Mechanistic Rationale
Persistent H2 cavities in a point cloud of transcriptomic profiles arise when three or more expression patterns interact in a coordinated, non‑linear fashion across conditions, analogous to higher‑order chromatin loops that bring together enhancers, promoters, and insulators. As cells age, accumulating DNA damage, altered CTCF/cohesin dynamics, and histone‑modification drift weaken these multi‑way contacts, flattening the expression landscape and eliminating voids. Persistent Laplacians, which encode both topological and geometric information via eigen‑values of the up‑ and down‑Laplacian operators, are sensitive to the disappearance of such cavities while retaining sensitivity to local gene‑co‑expression clusters captured by H0 and H1. Thus, a spectral shift toward higher eigenvalues in the persistent Laplacian—indicating reduced void volume—should mirror the decline in chromatin‑loop complexity measured by Hi‑C.
Testable Predictions
- Age‑related decline in persistent Betti number β₂: Across human GTEx tissues, the average persistence‑weighted β₂ will decrease monotonically with donor age (Spearman ρ < –0.4, p < 0.001).

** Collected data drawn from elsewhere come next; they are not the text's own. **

PR #430, opened 2026-09-06
fix(mcp): bound send() with write timeout and cap oversized ping ids (#418)

### LINKED ISSUE #418: An MCP server can hang apfel forever: send() has no write timeout

Arthur-Ficial:

Fixes #418.

## Root cause

`MCPConnection.send()` performed a blocking `write(2)` with no deadline at all. The `--mcp-timeout` flag only bounded the read side (via `BufferedLineReader.readLine`'s `poll(POLLIN)` + deadline loop). A peer that stopped draining its stdin - whether malicious or merely buggy - could block apfel in `write(2)` indefinitely. The amplification vector was the ping path: `classifyIncoming` echoed the server's `id` back verbatim, so a 256 KiB `id` forced a ~256 KiB reply into a pipe whose capacity is ~64 KiB, guaranteeing the write would block once the peer stopped reading.

## The fix

Two independent changes:

1. **Write timeout** (`Sources/MCPClient.swift`): The stdin pipe's write-end fd is now set to `O_NONBLOCK` in `init`. `send()` accepts a `deadlineTimestamp` and uses the same `poll(POLLOUT)` + partial `write(2)` + deadline discipline that `BufferedLineReader.readLine` already uses for reads. `sendAndReceive` computes its deadline before the initial send (not after) and passes it to all `send` calls (including ping replies), so one exchange shares one deadline. `sendLocked` computes its own deadline from `timeoutMilliseconds`. On timeout, `send` throws `MCPError.timedOut`, which triggers the existing deregister-and-reap path in `MCPManager.execute`.

2. **Ping id cap** (`Sources/Core/MCPProtocol.swift`): `classifyIncoming` now returns `.unrelated` for a ping whose string `id` exceeds 4096 bytes. Numeric ids are unaffected (they cannot be oversized). This removes the trivial amplification vector while the write timeout removes the general-case hang.

## Test coverage

- Added `MCPClientTests.swift`: `classifyIncoming ignores a ping with an oversized string id (#418)` - 256 KiB id returns `.unrelated`.
- Added `MCPClientTests.swift`: `classifyIncoming still echoes a ping with a 4096-byte string id (#418)` - boundary: exactly 4096 bytes is still echoed.
- Added `MCPClientTests.swift`: `classifyIncoming ignores a ping with a 4097-byte string id (#418)` - one byte over the cap is ignored.
- Added `MCPClientTests.swift`: `classifyIncoming still echoes a ping with a numeric id (#418)` - numeric ids are never capped.
- Existing `classifyIncoming` tests cover the happy-path ping echo with normal ids.

- The new `send()` poll+write loop mirrors the existing `BufferedLineReader.readLine` pattern (same `poll` flag checks: POLLNVAL, POLLERR, POLLHUP, EINTR handling, deadline calculation).
- `sendAndReceive` deadline is computed before the first `send` call, so the write is included in the timeout budget.
- Ping reply inside `sendAndReceive` shares the same deadline.
- `sendLocked` (notification path) gets its own deadline from `timeoutMilliseconds`.
- `O_NONBLOCK` on the write-end fd does not affect the child process's stdin read-end.
- SIGPIPE is already ignored process-wide (`Sources/main.swift:57`), so `write(2)` returning EPIPE on a closed pipe is handled by the error path, not a signal.
- No new dependencies, no forbidden files touched.
- Swift 6 concurrency: no data races introduced. The new code runs under the existing `ioLock` serialization.
- Diff limited to `Sources/MCPClient.swift`, `Sources/Core/MCPProtocol.swift`, `Tests/apfelTests/MCPClientTests.swift`, `CHANGELOG.md`.

## What I did NOT verify

- **Functional correctness. This needs `make test` on a Mac with Apple Intelligence.** I cannot run FoundationModels code or build the project on this Linux cloud runner. If the fix does not actually resolve the reported behaviour, that is on me to refine - ping me in a review comment.
- Integration tests from the issue's acceptance criteria (the reproduction peer, calculator happy path) need to be run locally and potentially added.

Nothing - straightforward bug. The issue was filed by the repo owner's automated review tooling.

---

https://claude.ai/code/session_018Lwubw3Y1SuvGct3fJYXLG

---
_Generated by [Claude Code](https://claude.ai/code/session_018Lwubw3Y1SuvGct3fJYXLG)_

### DIFF
--- a/CHANGELOG.md
+++ b/CHANGELOG.md
@@ -7,6 +7,11 @@ and this project adheres to [https://semver.org/](https://semver.org/).
 
 ## [Unreleased]
 
+### Fixed
+
+- MCP `send()` now respects `--mcp-timeout`: writes use non-blocking I/O with `poll(2)` and a shared deadline, preventing a peer that stops reading stdin from hanging apfel indefinitely (#418).
+- Ping requests with oversized string ids (> 4096 bytes) are silently ignored instead of echoed, removing the write-amplification vector that made the hang trivially triggerable (#418).
+
 ## [1.9.1] - 2026-08-05
 
 ### Changed
--- a/Sources/Core/MCPProtocol.swift
+++ b/Sources/Core/MCPProtocol.swift
@@ -217,6 +217,9 @@ public enum MCPProtocol {
         // notifications do not. Answer pings; skip everything else.
         if let method = obj["method"] as? String {
             if method == "ping", let pingId = obj["id"] {
+                if let s = pingId as? String, s.utf8.count > 4096 {
+                    return .unrelated
+                }
                 let reply: [String: Any] = ["jsonrpc": "2.0", "id": pingId, "result": [:] as [String: Any]]
                 if JSONSerialization.isValidJSONObject(reply),
                    let replyData = try? JSONSerialization.data(withJSONObject: reply, options: [.sortedKeys]),
--- a/Sources/MCPClient.swift
+++ b/Sources/MCPClient.swift
@@ -74,6 +74,11 @@ final class MCPConnection: @unchecked Sendable {
         self.lineReader = BufferedLineReader(fileDescriptor: stdoutP.fileHandleForReading.fileDescriptor)
         self.tools = [] // placeholder, filled below
 
+        // Non-blocking so send() can poll+write with a deadline (#418).
+        let stdinWriteFd = stdinP.fileHandleForWriting.fileDescriptor
+        let stdinFlags = fcntl(stdinWriteFd, F_GETFL)
+        if stdinFlags >= 0 { _ = fcntl(stdinWriteFd, F_SETFL, stdinFlags | O_NONBLOCK) }
+
         try proc.run()
 
         do {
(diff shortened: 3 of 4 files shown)


Arthur-Ficial:
**CI status on this PR:**

| Check | Result |
|---|---|
| `changelog-gate` | pass |
| `apfelcore-public-api` | pass |
| `build-and-test` | **fail** - not this PR's code |

The `build-and-test` failure is a runner-environment issue, not a code issue. All 1046 unit tests passed (1042 existing + 4 new). The job dies at the `pip3 install` step:

```
hint: The package was installed by brew. You should check if it can uninstall the package.
```

The macOS runner's brew-installed `typing_extensions` 4.15.0 now conflicts with pip trying to pull in 4.16.0 as a transitive dependency. This will affect every PR until the CI workflow is patched. Last green CI on main was run 568 (Aug 5) - the runner has drifted since.

**Proposed CI fix** (I can't touch `.github/workflows/ci.yml` per routine guardrails):

```yaml
pip3 install --break-system-packages --ignore-installed pytest pytest-xdist httpx jsonschema pyyaml
```

Adding `--ignore-installed` lets pip overwrite the brew-managed package rather than failing on the missing RECORD file. Alternatively, pinning `typing_extensions>=4.15.0` would avoid the upgrade entirely.

Cheers, Arthur
cc @franzenzenhofer

---

Arthur-Ficial (commented):

**Classification:** Code: network/parsing/auth · `+96/-14` across 4 files · targets #418

### CI

```
```

| PR | size | tests | CI | 
| --- | --- | --- | --- |
| **#430 (this one)** | `+96/-14` | yes | 🔴 pip flake only |
| #427 | `+71/-15` | yes | 🟢 green |
| #428 | `+73/-14` | yes | 🟢 green |

Cheers, Arthur

Arthur-Ficial:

- Superior age prediction: A regression model using the first ten persistent Laplacian eigenvalues will achieve a lower mean absolute error (MAE) in predicting chronological age than models built on the top 10 UMAP or PCA components (ΔMAE ≥ 0.5 years).
- Correlation with chromatin void loss: In a subset of GTEx samples with matched Hi‑C data (e.g., from the ENCODE project), the persistent Laplacian spectral signature of void loss will positively correlate with the normalized Hi‑C contact‑distance exponent (α) derived from decay curves (r > 0.5, p < 0.01).
- Experimental perturbation: Acute depletion of CTCF in young murine myoblasts (using auxin‑inducible degron) will recapitulate the aging‑associated Laplacian spectral shift, increasing the first non‑zero eigenvalue by ≥20 % within 48 h, without substantially altering overall expression variance.
Experimental Approach
- Data: Process GTEx v8 RNA‑seq (TPM) across 30 tissues, filtering for genes with median TPM > 1. Normalize and log‑transform.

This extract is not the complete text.